Überblick Punktfiles
Da es sehr oft Mißverständnisse über den Sinn von
Punktfiles gibt (das sind solche, deren Name mit einem Punkt beginnt),
sollen hier die wichtigsten aus der
Standardumgebung
erläutert werden. Eine ganze Reihe von Files werden automatisch
angelegt, und man braucht sich in der Regel nicht um sie zu kümmern.
Punktfiles beinhalten i.a. Konfigurationsdaten für
Anwenderprogramme. Dies können Startup-Scripten sein, die bei
Programmstart eingelesen werden (deren Name ist dann meist
von der Form .Anwendungsprogrammnamerc - beginnt also
mit einem Punkt und endet mit "rc"), oder zusätzliche Parameter
um das Verhalten des Programms zu steuern.

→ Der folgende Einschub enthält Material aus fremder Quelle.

Issue #3700, opened 2026-08-29
Encrypt every op payload; direct admission is the prerequisite


chefsale:
Every op payload should be encrypted. Root ops are not, and the reason is a
bootstrap circularity that **direct admission removes** — so these are one piece
of work, not two.

## What is in the clear today

`RootOp` is cleartext by design — *"visible to all namespace members"*. Group ops
carry a cleartext `group_id` for routing and encrypt the mutation. The problem is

Selbstverständlich kann man auch selber Dateien anlegen,
die mit einem Punkt beginnen. Der einzige Unterschied zu
anderen Dateien ist dann, daß diese beim einfachen
Listing per ls Kommando nicht aufgeführt werden, sondern nur mit
der Option -a.
Auch die Filenamensuche
der Shell mit "*" nimmt keine Dateien mit Punkt am Anfang wahr
(Ausweg: Suche nach ".*", dann wird aber auch "."
und ".." gefunden, und
das sind directories, also am besten Suche nach ".???*") Man kann das
also benutzen, um Dateien zu "verstecken", die man selten braucht, und nicht
bei jedem Listing sehen möchte.
Beispiele für alle wichtigen Punktfiles befinden sich in
unserer Standard-Umgebung
in /local/login/demo. Wenn also
Probleme auftreten, kann es sehr hilfreich sein dort erst
einmal nachzusehen.
Zu einer Standardinstallation aller für
Shell und
X im
CIP-Pool benötigten Punktfiles kommt man
mit dem Script cpenv. Das genaue
Vorgehen ist in der zugehörigen manpage erläutert.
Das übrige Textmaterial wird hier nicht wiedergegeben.